Corrosion control is important for both design of new infrastructure and continued utilization of existing infrastructure.  Many systems have been deemed structurally unsound or replaced due to corrosion.  In some cases, these systems had not reached 50% of their design life.  These structures could have been in service today if proper corrosion mitigation measures had been applied.  For the structures under consideration in the context of this paper, uninterrupted service lives in excess of 50-plus years should be realized.

The responsibility for the implementation and direction of an effective corrosion control program lies with a number of individuals.  It is necessary to recognize that the corrosion engineering expertise necessary for implementation of an effective program is typically not within the utility staff.  Therefore the principals, operators and planners within the utility should be cognizant of the corrosion process, support the identification and resolution of problems as they arise and allocate resources for the corrosion control program.  Corrosion engineering expertise is available from various consulting engineering firms.

Cause of Corrosion

Corrosion activity occurs as a natural reaction between a metallic structure and its environment.  This paper primarily addresses corrosion of metallic structures, steel, ductile iron and cast iron.  These are the common materials of construction for the infrastructure of concern: piping systems, storage tanks and water treatment equipment/structures.

With available oxygen and water, exposed metal will under go a process called oxidation.  When a metal experiences oxidation, the basic element of construction ie. iron, reacts with the hydroxide ion to form corrosion films.  The most readily observed corrosion films are rust, iron oxide and copper patina.  As the base material is consumed to form the corrosion films, the base material experiences corrosion degradation, leading to loss of material.

Corrosion is established as direct current, DC, circuits.  Alternating current, AC, is not typically a factor in the corrosion exposure of water piping.  DC circuits are defined by the relationship called Ohms Law, E=IR, where E is the driving voltage of the circuit, I is the current magnitude and R is the resistance of the circuit.  The greater the current flow in the corrosion circuit, the greater the metal loss.  Ferrous materials corrode at the rate of 20 pounds per ampere-year.  How the corrosion circuit is established and where corrosion would be experienced is complex, however some examples presented in this paper should be useful.    

General Corrosion

General corrosion will occur on structures exposed to several environments or electrolytes encountered in the water treatment, storage, and transmission and distribution industry.  Electrolytes include raw and treated water, salt water and fresh water, soil of many varieties,  atmospheric rain and air borne contaminants.  Corrosion aggressiveness of these electrolytes is influenced by many contaminants contained in the electrolyte:

• Chlorine from water treatment
• Chloride ions from road de-icing
• Marine environments, salt water
• Variations in soil
• Clay soil
• Organic soil
• Air borne contaminants effecting pH

These are some of the primary contributors of corrosion normally encountered in the industry.  The effect that these contaminants generally have on environment corrosivity is a reduction in the environment resistivity.  Lower resistivity, or circuit resistance, would produce larger corrosion currents for a given circuit.  This can be seen in a modified Ohms Law where I=E/R.  As the resistance decreases for a given voltage, the value of current increases.  Field experience would support this relationship: salt water environments are very corrosive as the resistivity is very low, conversely little corrosion would be found in uncontaminated dry sand.

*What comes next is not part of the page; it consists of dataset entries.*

PR #146, opened 2022-05-16
SP-2269: If "other" component file fails to load, allow project to load.

tombogle:
If it is an apparent temp file, just log it and don't even bother the user.

---
This change is [Reviewable](https://reviewable.io/reviews/sillsdev/saymore/146)


andrew-polk (changes requested):
> *[Reviewable](https://reviewable.io/reviews/sillsdev/saymore/146)* status: all files reviewed, 1 unresolved discussion (waiting on @tombogle)

___
*[`src/SayMore/Model/ProjectElement.cs` line 180 at r1](https://reviewable.io/reviews/sillsdev/saymore/146#-N2DCOc8-gkcD5uLEJQ7:-N2DCOc8-gkcD5uLEJQ8:b-9ow0w7) ([raw file](https://github.com/sillsdev/saymore/blob/ea047102ee4c289c3e503ea8cb32dc8210130142/src/SayMore/Model/ProjectElement.cs#L180)):*
> ```Smalltalk
> 									"Failed to load file:\r{0}\rIf this is not an essential" +
> 									" file, you can safely delete it and/or ignore this error."),
> 								filename);
> ```

Is it correct/normal to do line breaks with just `\r`?

Is it worth doing anything to prevent the user from getting a bunch of these messages one after the other?

tombogle:
*[`src/SayMore/Model/ProjectElement.cs` line 180 at r1](https://reviewable.io/reviews/sillsdev/saymore/146#-N2DCOc8-gkcD5uLEJQ7:-N2DaHtDD8HQE7jku-7z:b-ai777b) ([raw file](https://github.com/sillsdev/saymore/blob/ea047102ee4c289c3e503ea8cb32dc8210130142/src/SayMore/Model/ProjectElement.cs#L180)):*

Is it correct/normal to do line breaks with just `\r`?

Is it worth doing anything to prevent the user from getting a bunch of these messages one after the other?
</blockquote></details>

I originally put in \r\n, but Resharper begged me to remove the \n. I just checked it, and both seem to be required. Good thing I checked it because if SayMore takes this path through the code and displays the NotifyUser dialog and the user ignores it (which is the normal thing to do), then SayMore crashes on startup! More work needed...
These messages should be very rare! In the unlikely case that there is more than once "corrupt" file in the project that does not appear to be a temp file, presumably the user would need to be alerted to each one. I suppose there could be an odd case of massive corruption, but then it is likely that it would affect the essential files as well. Perhaps in a worst-case scenario, we'd want to make the alternate button I think I feel

andrew-polk (changes requested):
> Reviewed 63 of 63 files at r2, all commit messages.
> *[Reviewable](https://reviewable.io/reviews/sillsdev/saymore/146)* status: all files reviewed, 1 unresolved discussion (waiting on @tombogle)

___
*[`src/SayMore/Model/Session.cs` line 270 at r2](https://reviewable.io/reviews/sillsdev/saymore/146#-N2JKPKI8YBiW1gHcck8:-N2JKPKI8YBiW1gHcck9:buvsner) ([raw file](https://github.com/sillsdev/saymore/blob/462ca6614f31f5c0bab94024d444248dcbdafd88/src/SayMore/Model/Session.cs#L270)):*
> ```Smalltalk
> 		private void ProcessContributorNameChange(ElementIdChangedArgs e)
> 		{
> 			foreach (var file in GetComponentFiles().Where(f => f.FileType is FileTypeWithContributors))
> ```

Nothing wrong with this, but you can use `OfType` instead if you want.
https://docs.microsoft.com/en-us/dotnet/api/system.linq.enumerable.oftype?view=net-6.0
___
*[`src/SayMore/UI/ElementListScreen/ComponentFileGrid.cs` line 100 at r2](https://reviewable.io/reviews/sillsdev/saymore/146#-N2JMb2T9OEG09nxf7Sz:-N2JMb2T9OEG09nxf7T-:b-mdj8ko) ([raw file](https://github.com/sillsdev/saymore/blob/462ca6614f31f5c0bab94024d444248dcbdafd88/src/SayMore/UI/ElementListScreen/ComponentFileGrid.cs#L100)):*
> ```Smalltalk
> 		protected virtual void HandleStringsLocalized(ILocalizationManager lm)
> 		{
> 			if (_grid == null || _grid.IsDisposed || lm.Id != ApplicationContainer.kSayMoreLocalizationId)
> ```

Not sure what the implications are, but everywhere else, you check for null `lm`
___
*[`src/SayMore/UI/Overview/Statistics/StatisticsView.cs` line 56 at r2](https://reviewable.io/reviews/sillsdev/saymore/146#-N2JNU57BciC2RqZ58_q:-N2JNU57BciC2RqZ58_r:b-9q54b5) ([raw file](https://github.com/sillsdev/saymore/blob/462ca6614f31f5c0bab94024d444248dcbdafd88/src/SayMore/UI/Overview/Statistics/StatisticsView.cs#L56)):*
> ```Smalltalk
> 
> 		/// ------------------------------------------------------------------------------------
> 		private void UpdateDisplay(ILocalizationManager lm = null)
> ```

not used



_Code quote:_
```Smalltalk
ILocalizationManager lm = null
```

tombogle:
*[`src/SayMore/UI/Overview/Statistics/StatisticsView.cs` line 56 at r2](https://reviewable.io/reviews/sillsdev/saymore/146#-N2JNU57BciC2RqZ58_q:-N2MPVGlAQYt2aWPQO6Z:bnvfm86) ([raw file](https://github.com/sillsdev/saymore/blob/462ca6614f31f5c0bab94024d444248dcbdafd88/src/SayMore/UI/Overview/Statistics/StatisticsView.cs#L56)):*

not used
</blockquote></details>

I wasn't 100% sure that we wouldn't need to refresh it in the case of Palaso strings changing, but now I've researched it more deeply and we don't. That said, I'm having a hard time understanding the plumbing in L10nSharp because this only seems to be getting called for the SayMore LM, never for the Palaso one, even though all the strings are presented there. Research continues....

tombogle (commented):
> *[Reviewable](https://reviewable.io/reviews/sillsdev/saymore/146)* status: all files reviewed, 1 unresolved discussion (waiting on @andrew-polk)

___
*[`src/SayMore/UI/ElementListScreen/ComponentFileGrid.cs` line 100 at r2](https://reviewable.io/reviews/sillsdev/saymore/146#-N2JMb2T9OEG09nxf7Sz:-N2MP1lm1tE6FbpcVfEi:b-fe0mbr) ([raw file](https://github.com/sillsdev/saymore/blob/462ca6614f31f5c0bab94024d444248dcbdafd88/src/SayMore/UI/ElementListScreen/ComponentFileGrid.cs#L100)):*

Not sure what the implications are, but everywhere else, you check for null `lm`
</blockquote></details>

Not necessary here. I have tweaked the code to make that more obvious.

tombogle:
Waiting on changes from https://github.com/sillsdev/l10nsharp/pull/97

PR #152, opened 2022-08-01
Switched to SIL.DesktopAnalytics and fixed DLL issues with Newtonsoft.json

tombogle:
Upgraded lots of DLLs

---
This change is [Reviewable](https://reviewable.io/reviews/sillsdev/saymore/152)

### DIFF
--- a/build/SayMore.proj
+++ b/build/SayMore.proj
@@ -3,7 +3,7 @@
 	<RootDir Condition="'$(teamcity_version)' == ''">$(MSBuildProjectDirectory)\..</RootDir>
 	<RootDir Condition="'$(teamcity_version)' != ''">$(teamcity_build_checkoutDir)</RootDir>
 	<BUILD_NUMBER Condition="'$(BUILD_NUMBER)'==''">3.3.0</BUILD_NUMBER>
-	<BuildTasksDll>$(RootDir)/packages/SIL.BuildTasks.2.2.0/tools/SIL.BuildTasks.dll</BuildTasksDll>
+	<BuildTasksDll>$(RootDir)/packages/SIL.BuildTasks.2.5.0/tools/SIL.BuildTasks.dll</BuildTasksDll>
 	<Configuration>Release</Configuration>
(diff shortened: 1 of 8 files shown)


andrew-polk (approved):
> Reviewed 8 of 8 files at r1, all commit messages.
> *[Reviewable](https://reviewable.io/reviews/sillsdev/saymore/152)* status: all files reviewed, 1 unresolved discussion (waiting on @jasonleenaylor and @tombogle)

___
*[`src/SayMoreTests/app.config` line 23 at r1](https://reviewable.io/reviews/sillsdev/saymore/152#-N8_k-AjA8YzKvxbzmIy:-N8_k-Ak-MXz5CzVFpQE:b1p76rz) ([raw file](https://github.com/sillsdev/saymore/blob/c0346f1bb5e0acc3b1765f267d1e1a7dd6fa256c/src/SayMoreTests/app.config#L23)):*
> ```
>         <assemblyIdentity name="Newtonsoft.Json" publicKeyToken="30ad4fe6b2a6aeed" culture="neutral" />
>         <bindingRedirect oldVersion="0.0.0.0-12.0.0.0" newVersion="12.0.0.0" />
>       </dependentAssembly>
> ```

I'm surprised to see this removed but don't have any specific reason to believe it will cause a problem. Presumably this was an automatic change it made because it noticed all the packages which rely on it are using the same version?

Otherwise, LGTM

tombogle:
*[`src/SayMoreTests/app.config` line 23 at r1](https://reviewable.io/reviews/sillsdev/saymore/152#-N8_k-AjA8YzKvxbzmIy:-N8_mPb-10OQ78IDiq15:bi7p1hx) ([raw file](https://github.com/sillsdev/saymore/blob/c0346f1bb5e0acc3b1765f267d1e1a7dd6fa256c/src/SayMoreTests/app.config#L23)):*

I'm surprised to see this removed but don't have any specific reason to believe it will cause a problem. Presumably this was an automatic change it made because it noticed all the packages which rely on it are using the same version?

Otherwise, LGTM
</blockquote></details>

At least in theory now, everything should have moved onto the latest version because v. 12 had some kind of security vulnerability.

PR #156, opened 2022-09-07
SP-1769: Prevent changing the grid while executing PlaybackProgressReportAction

tombogle:
Also check for a null grid before accessing it.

Soil resistivity, the reciprocal of conductivity, has been used for years as an indicator of the corrosivity of soil.  The lower the resistivity, the easier current will flow through the soil.  Of the measurable soil characteristics, resistivity is generally accepted as the primary indicator of soil corrosivity

In addition to the structure’s environmental exposure influencing corrosion activity, there are external factors that influence corrosion of the structure.  Often, these are more aggressive than corrosion exposure from the pipe environment.  For simplicity, as related to the water industry, these are galvanic corrosion and stray current corrosion.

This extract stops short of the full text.